Tell how many lines in the data below contain "World", using one number as the whole reply.
(Beginning of Data provided)
Issue #345, opened 2026-05-29
Item-use off-GCD casts not exempted from non-started-cast sweep (potential stuck-lit)


jameopotato:
Follow-up from #344 (off-GCD spell sweep exemption).

`HandleUseItem` (`World/Server/PacketHandlers/SpellHandler.cs`, ~L797) enqueues item-use casts into `PendingNormalCasts` but does **not** set `ClientCastRequest.IsOffGcd`. So the off-GCD exemption added in #344 to `ClearNonStartedNormalCasts` does **not** cover item-use casts.

On-use items (trinkets, potions, bombs, engineering gadgets) are off-GCD in 1.12. If such a cast is still pending when a concurrent spell's `SMSG_SPELL_START` arrives, `ClearNonStartedNormalCasts` can sweep it and emit a premature `CAST_FAILED` while the server casts it anyway — the same client "current spell" stuck-lit class that #344 fixed for Bloodrage and other off-GCD abilities.

**Not yet observed in any log** — raising as a paper trail for later investigation.

Possible fix: set `IsOffGcd` on the item path (mirror the spell path in `HandleCastSpell`), or otherwise exempt item-use casts from the sweep. Needs a repro + a decision on whether item-use casts should be queue-swept at all.

jameopotato:
Addressed in v5.1.6-beta.1 — off-GCD item-use casts (trinkets, bombs, gadgets) are now exempt from the non-started-cast sweep, so the action button should no longer stick lit. Reopen if it recurs. https://github.com/jameopotato/jimsproxy/releases/tag/v5.1.6-beta.1

PR #443, opened 2026-07-28
Don't let an in-flight off-GCD cast park every on-GCD spell (#442)

### LINKED ISSUE #442: Item-use cast leaks into PendingNormalCasts and silently parks all on-GCD casting until relog
**Version:** 5.1.9-beta.2 · **Server:** Kronos · **Mode:** Spell Queue (Low Latency off) · **Class:** Mage
**Occurrences:** twice, both during Ragnaros

## Symptom

All spell casting stops. No error text, no red message. Every keypress plays the cast animation and nothing happens; the character sits in the casting pose. Item use and movement still work. Survives `/reload` — only a full relog or proxy restart clears it.

## Confirmed in a raid JSONL

Molten Core session, ending at the restart that cleared it:

```
12:41:02.660  CAST 10181 go        Frostbolt completes, queue drains clean
12:41:02.858  CAST 10058 start/go  Mana Ruby              (+198 ms)
12:41:03.357  CAST 18385 start/go  Robe of the Archmage   (+499 ms)
12:41:03.378  spell.held_pending   spell_id 10181, displaced 0
12:41:04.539  spell.held_pending   spell_id 10181, displaced 10181
12:41:04.698  spell.held_pending   spell_id 10181, displaced 10181
              ... unbroken for 96 s, cycling through 10181 / 10151 / 10161 /
                  10202 / 122 / 10187 / 10216 ...
12:42:39      log ends - proxy restarted
```

Player damage casts per minute across the collapse: **15, 23, 2** — while raid-wide cast volume held at **1100–1682**, so the encounter was still in full swing. The player did not die.

Every Frostbolt cycle before the item pair closes cleanly (`cast.held_fire_on_cast_complete` on each), and the queue is demonstrably empty at 12:41:02.660. The only casts forwarded between that point and the first park are the two item uses — so the leaked `!HasStarted` entry is one of them, despite both logging `start` **and** `go`.

## Mechanism

1. Two off-GCD item-use casts are forwarded back to back. One leaks into `PendingNormalCasts` with `HasStarted == false` despite receiving its `SPELL_GO`.
2. `HasForwardedPendingCast()` (`GlobalSessionData.cs:2136`) returns true for **any** `!HasStarted` entry — it is not keyed by spell.
3. Every subsequent `CMSG_CAST_SPELL` hits the guard at `Server/SpellHandler.cs:619` and is parked by `ForceHoldCast`, **which arms no timer**. `:633` deliberately withholds `SpellPrepare` ("hide the queue from the client"), and each new press displaces the previous one with `CastFailed(DontReport)` — hence no error text, no lit button, and a client left holding its cast.
4. Nothing can reap it:
   - `ClearNonStartedNormalCasts` skips `IsOffGcd` entries (`:2291`) — which, since #345, is **every item-use cast**
   - `WatchdogDeadlineMs` is never armed for a forwarded-but-unstarted cast
   - the keepalive eviction pump is gated on `IdentityPinnedCastIdsActive`, i.e. Low Latency mode only

The state clears only via `ResetInFlightCastState` on relog / zone / reconnect.

## Why this evaded reproduction

Five solo sessions and 30+ item presses — same-frame pairs, ~450 ms pairs, items 108–160 ms after a cast completes, mid-cast-bar, mid-channel, both forwarding modes — never leaked an entry. Every item use resolved. The leak appears to require live raid conditions.

## Proposed fix

Exempt `IsOffGcd` entries from `HasForwardedPendingCast()`, mirroring the sweep exemption already granted by #344/#345. An in-flight off-GCD or item cast has no ordering claim over an on-GCD spell — packet captures confirm the server accepts both concurrently — so it should never gate one. Deterministic, no timer, consistent with the no-timeout-cleanup rule.

**This treats the lockout, not the leak.** An item entry surviving its own `SPELL_GO` is still unexplained and needs a separate issue; `DebugOutput` was off in the capture, so the enqueue side wasn't recorded.

jameopotato:
Fixes #442.

## Problem

`HasForwardedPendingCast()` returned true for **any** `!HasStarted` entry in `PendingNormalCasts`, including off-GCD ones — which since #345 means **every item-use cast**.

That gate drives the `ForceHoldCast` park at `Server/SpellHandler.cs:619`. While it holds, every on-GCD `CMSG_CAST_SPELL` is parked instead of forwarded, and the park is deliberately invisible to the client: no `SpellPrepare` for the new hold (`:633`), `CastFailed(DontReport)` for the displaced one. So the player sees the cast animation start, no cast, no error text, no lit button.

Nothing could reap a leaked off-GCD entry:

- `ClearNonStartedNormalCasts` skips `IsOffGcd` entries (`GlobalSessionData.cs:2291`)
- `WatchdogDeadlineMs` is never armed for a forwarded-but-unstarted cast
- the keepalive eviction pump is gated on `IdentityPinnedCastIdsActive` (Low Latency only)

The gate is not keyed by spell, so one leaked item entry killed *all* casting until relog.

## Evidence

From a live Ragnaros raid JSONL (5.1.9-beta.2, Spell Queue mode):

```
12:41:02.660  CAST 10181 go        Frostbolt completes, queue drains clean
12:41:02.858  CAST 10058 start/go  Mana Ruby              (+198 ms)
12:41:03.357  CAST 18385 start/go  Robe of the Archmage   (+499 ms)
12:41:03.378  spell.held_pending   spell_id 10181, displaced 0
12:41:04.539  spell.held_pending   spell_id 10181, displaced 10181
              ... unbroken for 96 s across 10181/10151/10161/10202/122/10187/10216 ...
12:42:39      log ends - proxy restarted
```

Player damage casts per minute across the collapse: **15, 23, 2**, while raid-wide cast volume held at **1100-1682** — the encounter was still in full swing and the player did not die.

## Change

One condition: off-GCD entries no longer satisfy the gate.

```csharp
if (!item.HasStarted && !item.IsOffGcd)
    return true;
```

Off-GCD casts coexist with a normal cast server-side — the legacy server casts them independently, confirmed on the wire across five capture sessions where item and spell casts were accepted concurrently every time. An in-flight off-GCD cast therefore has no ordering claim over an on-GCD spell and must not gate one. This is the same reasoning as the sweep exemption granted in #344/#345, applied to the gate that was left behind.

Deterministic, no timer, consistent with the packet-pairing-not-clocks rule.

## Tests

`HermesProxy.Tests/World/ForwardedPendingCastGateTests.cs` — 8 cases.

Verified red before the fix: `ForwardedUnstartedOffGcdCast_IsNotCounted`, `ForwardedUnstartedItemUseCast_IsNotCounted`, `LeakedItemUseCasts_DoNotJamOnGcdCasting` all fail on the unpatched tree; the 5 regression guards pass both ways.

Full suite: **767/767 passing.**

## Regression risk

The gate exists to preserve ordering while a cast is in flight. Narrowing it to on-GCD casts means an off-GCD press no longer delays a following on-GCD press by up to one round trip — which is the correct vanilla behaviour and what the sweep exemption already assumes. `LeakedOffGcdCast_DoesNotMaskARealForwardedOnGcdCast` pins that a genuine on-GCD cast alongside a leaked item entry still parks, so the exemption can't blind the gate.

Not affected: Low Latency mode (returns at `:454`, never consults this gate), pet casts, next-melee/auto-repeat slots.

## Scope

**This treats the lockout, not the leak.** An item-use entry surviving its own `SPELL_GO` is still unexplained — `DebugOutput` was off in the capture, so the enqueue side wasn't recorded. Tracked separately; the fix here makes that leak survivable rather than session-ending.

### DIFF
--- a/HermesProxy.Tests/World/ForwardedPendingCastGateTests.cs
+++ b/HermesProxy.Tests/World/ForwardedPendingCastGateTests.cs
@@ -1,0 +1,124 @@
+using HermesProxy;
+using HermesProxy.World;
+using Xunit;
+
+namespace HermesProxy.Tests.World;
+
+// JimsProxy (#442): HasForwardedPendingCast() gates the ForceHoldCast park at
+// Server/SpellHandler.cs:619, which silently swallows EVERY on-GCD press (no SpellPrepare,
+// DontReport on the displaced one) for as long as it returns true. It is not keyed by spell,
+// arms no timer, and off-GCD entries — every item-use cast since #345 — are exempt from the
+// ClearNonStartedNormalCasts sweep and never receive a WatchdogDeadlineMs. So a leaked
+// off-GCD entry used to mean: all casting dead until relog. Observed live on Ragnaros
+// (Mana Ruby + Robe of the Archmage, then 96s of spell.held_pending).
+//
+// These pin the fix: off-GCD/item entries no longer satisfy the gate, while real on-GCD
+// forwarded casts still do — including when a leaked off-GCD entry sits alongside one.
+public class ForwardedPendingCastGateTests
+{
+    private static GameSessionData NewSession() => GameSessionData.CreateForTesting();
+
+    private static ClientCastRequest OnGcdCast(uint spellId, bool started = false) => new()
+    {
+        SpellId = spellId,
+        HasStarted = started,
+        IsOffGcd = false,
+    };
+
+    private static ClientCastRequest OffGcdCast(uint spellId, bool started = false) => new()
+    {
+        SpellId = spellId,
+        HasStarted = started,
+        IsOffGcd = true,
+    };
+
+    private static ClientCastRequest ItemUseCast(uint spellId, bool started = false) => new()
+    {
+        SpellId = spellId,
+        HasStarted = started,
+        IsOffGcd = true,                  // HandleUseItem tags item-use casts off-GCD (#345)
+        ItemGUID = new WowGuid128(1, 2),  // non-empty => item-use cast
+    };
+
+    [Fact]
+    public void EmptyQueue_NoForwardedCast()
+    {
+        var s = NewSession();
+        Assert.False(s.HasForwardedPendingCast());
+    }
+
+    [Fact]
+    public void ForwardedUnstartedOnGcdCast_IsCounted()
+    {
+        // The behaviour the gate exists for: a normal cast is in flight to the legacy server
+        // and hasn't been confirmed yet, so the next press is parked to preserve ordering.
+        var s = NewSession();
+        s.PendingNormalCasts.Enqueue(OnGcdCast(133)); // Fireball, forwarded-unstarted
+
+        Assert.True(s.HasForwardedPendingCast());
+    }
+
+    [Fact]
+    public void StartedOnGcdCast_IsNotCounted()
+    {
+        var s = NewSession();
+        s.PendingNormalCasts.Enqueue(OnGcdCast(133, started: true));
+
+        Assert.False(s.HasForwardedPendingCast());
+    }
+
+    [Fact]
+    public void ForwardedUnstartedOffGcdCast_IsNotCounted()
+    {
+        // #442: an off-GCD cast coexists with a normal cast server-side, so it must not park
+        // on-GCD presses. Before the fix this returned true and jammed casting until relog.
+        var s = NewSession();
+        s.PendingNormalCasts.Enqueue(OffGcdCast(11305)); // Sprint, forwarded-unstarted
+
+        Assert.False(s.HasForwardedPendingCast());
+    }
+
+    [Fact]
+    public void ForwardedUnstartedItemUseCast_IsNotCounted()
+    {
+        // The reported case: Mana Ruby / Robe of the Archmage leak into the queue and
+        // previously parked every subsequent spell.
+        var s = NewSession();
+        s.PendingNormalCasts.Enqueue(ItemUseCast(10058)); // Mana Ruby
+
+        Assert.False(s.HasForwardedPendingCast());
+    }
+
+    [Fact]
+    public void LeakedItemUseCasts_DoNotJamOnGcdCasting()
+    {
+        // Exact shape of the Ragnaros log: two item-use entries left forwarded-unstarted.
+        // The gate must be clear so the next Frostbolt press forwards instead of parking.
+        var s = NewSession();
+        s.PendingNormalCasts.Enqueue(ItemUseCast(10058)); // Mana Ruby
+        s.PendingNormalCasts.Enqueue(ItemUseCast(18385)); // Robe of the Archmage
+
+        Assert.False(s.HasForwardedPendingCast());
+    }
+
+    [Fact]
+    public void LeakedOffGcdCast_DoesNotMaskARealForwardedOnGcdCast()
+    {
+        // The exemption must not blind the gate: a genuine in-flight on-GCD cast alongside a
+        // leaked item entry still parks the next press.
+        var s = NewSession();
+        s.PendingNormalCasts.Enqueue(ItemUseCast(10058));  // leaked, ignored
+        s.PendingNormalCasts.Enqueue(OnGcdCast(133));      // real forwarded cast
+
+        Assert.True(s.HasForwardedPendingCast());
+    }
+
+    [Fact]
+    public void StartedOffGcdCast_IsNotCounted()
+    {
+        var s = NewSession();
+        s.PendingNormalCasts.Enqueue(OffGcdCast(11305, started: true));
+
+        Assert.False(s.HasForwardedPendingCast());
+    }
+}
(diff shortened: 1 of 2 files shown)


jameopotato:
## Further evidence from the full raid log — press timing is not the trigger

Scanning the whole raid session (05:54–12:42) turns up **two** `spell.held_pending` clusters, and the player's item uses rule out the "quick succession" framing:

| Item uses | Gap | Result |
|---|---|---|
| 11:35:15.475 ROBE + 11:35:15.721 Mana Ruby | **246 ms** | nothing |
| 12:25:28.900 ROBE + 12:25:53.954 Mana Ruby | 25 s | nothing |
| 12:14:28.341 ROBE **alone** | — | 2 parks, self-cleared |
| 12:41:02.859 Mana Ruby + 12:41:03.357 ROBE | **498 ms** | **terminal, 51 parks / 69 s** |

The 11:35 pair was **tighter** than the one that caused the lockout and did nothing; a **single** Robe use produced the near-miss. So neither the pair nor the interval is the cause — the leak is not about concurrency between two item casts.

## Why one recovered and the other didn't

Near-miss at 12:14 — the park is released almost immediately:

```
12:14:32.246  spell.held_pending  12051
12:14:32.394  spell.held_fire     12051   held_for_ms 141   <- released
12:14:32.539  spell.held_pending  10193
12:14:32.543  spell.held_fire     10193   held_for_ms 0     <- released
12:14:33.140  gcd.begin           10193                     <- a cast completed, timer armed
```

Terminal at 12:41 — **51 parks, not one `spell.held_fire`, and no `gcd.begin` ever again.**

The park is released by the GCD-expiry timer, and that timer is armed **only** by `BeginGcd` at a completed on-GCD local `SPELL_GO` (`Client/SpellHandler.cs:2069`). Once the gate is stuck true, nothing reaches the server, nothing completes, no `BeginGcd`, no timer, no release — **the recovery path requires a completed cast, and the state prevents any cast from completing.** At 12:14 the leak happened to be transient, so a cast completed and the timer bailed the player out.

That is why the fix targets *entry* into the state rather than escape from it: escape is only possible by luck.

## Robe slot-index lead — dry

Item 14152's on-use sits at `LegacySlotIndex 2` behind two equip-trigger spells, which made a slot-resolution divergence plausible. It appears in **no** `hotfix.itemeffect` event in the entire session — no `dbreply`, no `preserved_at_login`, no relocation — while mana gems, healthstones and potions all required corrections. The proxy found the Robe's `ItemEffect` already consistent with the server's template. No positive evidence for that theory.

## Still open

What leaks the entry. Both leak events involve the Robe (18385), one of them without any second item, and neither correlates with press timing. `DebugOutput` was off, so the enqueue side (`cast.forwarded` with `queue_depth_before`) wasn't recorded — that's the capture needed to identify which entry survives its own `SPELL_GO`.

jameopotato:
## Correction to the previous comment, plus the proof that was missing

### 1. The 12:14 cluster was not a near-miss — retracting that

I described `12:14:32.246 → 12:14:32.539` as "the same leak, transient". That is almost certainly wrong. Two parks released after **141 ms** and **0 ms** is `HasForwardedPendingCast()` behaving exactly as designed — a forwarded cast simply hadn't been confirmed yet inside a normal round-trip window. It is routine traffic, not a near-miss.

Consequence: the "ROBE alone → 2 parks, self-cleared" row in my table implied that a single Robe use nearly reproduced the bug. It did not. The conclusion that **press timing is not the trigger still holds**, but it rests solely on the 11:35:15 counterexample — a 246 ms Robe+Ruby pair, tighter than the 498 ms pair that caused the lockout, with no lockout — not on two independent observations as implied.

### 2. Proof the leaked entry is off-GCD (this was assumed, not shown)

The fix in #443 only helps if the leaked entry has `IsOffGcd == true`. That was inferred from "the only casts forwarded in that window were item uses", but `DebugOutput` was off so the enqueue side was never captured. The log does settle it, via a path-exclusion argument:

If the stuck entry were **Frostbolt (10181)**, every subsequent Frostbolt press would match `HasNonStartedPendingCastForSpell(10181)` and be dropped at `Server/SpellHandler.cs:458` with `cast.dropped.duplicate reason=in_flight_same_spell` — and that guard is evaluated **before** the `ForceHoldCast` park at `:619`.

Observed in the 69-second window: **51 × `spell.held_pending`, 0 × `cast.dropped.duplicate`**, across spells 10181, 10151, 10161, 10202, 122, 10187, 10216.

So the stuck entry's spell id matches **none** of the spells he pressed. The only other casts forwarded between the clean queue drain at 12:41:02.660 and the first park at 12:41:03.378 are the two item uses (10058, 18385) — both `IsOffGcd` since #345. The exemption therefore applies to it.

### 3. Residual after the fix: the item stays unusable for the session

#443 restores spell casting but does **not** fully clear the state. A leaked item entry still satisfies `HasInFlightNormalCastForSpell()`, which gates `HandleUseItem` at `:962`. That item — the Robe, the gem — remains **silently unusable for the rest of the session** (`cast.dropped.duplicate reason=in_flight_same_spell_use_item`), until relog.

So post-fix the symptom degrades from "no spell casting at all" to "one item permanently dead", which is a large improvement but not a cure. The underlying leak remains the thing to fix.

jameopotato:
Superseded by the duplicate-collapse fix — that removes the leaked queue entry instead of teaching one gate to ignore it, so the item no longer stays unusable for the session either. Root cause is now understood: the client's double-send leaves an unstarted twin that SPELL_GO deliberately spares (H7), and for an item use the server-side half that should consume it never arrives.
(End of Data provided)
**Output for this task:** 6